Introduction: Unconventional motor proteins myosin (Myo) are involved in intracellular cargo transport of organelles, vesicles, receptors and ion channels along actin filaments. Thereby, they regulate energy substrate transport, receptor signalling, gene expression and ion channel distribution. Here, we analysed the regulation and roles of Myo5a/b during cardiomyocyte development and in physiological and pathophysiological stress responses. 

Methods & results: qRT-PCR analysis revealed a regulation of Myo5a/b dependent on the state of development with Myo5a being the predominant neonatal and 5b the predominant adult isoform in the heart. Physiological stress induced by pregnancy upregulated both isoforms in wildtype (WT) mice (5a +73%, 5b +77%, p<0.05). Additionally, both were regulated contrariwise 3/7 days (d) post myocardial infarction (MI) in WT male mice with Myo5a up- (3d +122%, p<0.05; 7d +76%, p<0.01) and Myo5b downregulated (3d -58%; 7d -39%, p<0.01). Human end-stage failing hearts revealed reduced MYO5B protein levels (-28 %, p<0.05) compared with non-failings. The role of Myo5b was further analysed in the adult heart by generating a cardiomyocyte-specific knockout mouse (KO: αMHC-Cre;Myo5b^flox/flox; WT: Myo5b^flox/flox). Male and female KO mice developed without any obvious phenotypical alterations until 3 months (M) of age, with normal left ventricular (LV) function. However, HOLTER analyses revealed supraventricular extras systoles and atrial fibrillation. With increasing age, KO mice of both sexes gradually developed systolic cardiac dysfunction (6M male: WT 50±15, KO 27±12 %FAC, p<0.001), accompanied by increased fibrosis, inflammation and cardiomyocyte hypertrophy with premature mortality (none of the KO mice survived more than 37 weeks). Pregnancy promoted an earlier onset of this phenotype in female KO mice. RNAseq analysis of LV tissue from 3M old male mice revealed 796 altered genes between KO and WT mice (p-adj. <0.05) and bioinformatical analyses (DAVID tool) showed alterations in several metabolic pathways and in sarcomeric gene expression. Furthermore, reduced cardiac triglyceride content (-49%, p<0.01) and decreased basal (-28%, p<0.05) and insulin-stimulated (-40%, p<0.001) glucose uptake in isolated adult cardiomyocytes (ACM) from KO compared with WT mice confirmed an important role of Myo5b for insulin-dependent glucose uptake and fatty acid oxidation. Further analyses showed that the nuclear mRNA content of sarcomeric genes, i.e. MHC, Tnni3 and Actn2 was not altered while the cytoplasmatic mRNA content was reduced in KO compared with WT ACM. Immunoprecipitation experiments revealed that Myo5b is associated with functional ribosomes in WT hearts.
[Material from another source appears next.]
PR #3183, opened 2020-11-17
Verify that WebGL's implicit clears obey the rasterizer discard state.

kenrussell:
Regression test for http://crbug.com/1149176 .

PR #3430, opened 2022-06-08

Conclusion: Myo5a (foetal form, upregulated in pregnancy and after MI) and Myo5b (adult form, upregulated in pregnancy and reduced after MI) display a similar contrarywise regulation during development and in response to pathophysiological stress as sarcomeric genes α- and β-MHC, while the regulation in pregnancy is different. Cardiomyocyte-specific deletion of Myo5b leads to supraventricular extras systoles and atrial fibrillation, heart failure and premature death, features that are accelerated by pregnancy in female mice. Mechanistically, Myo5b is involved in the energy substrate regulation and gene expression at least in part by regulating the transport of mRNA/ribosome complexes.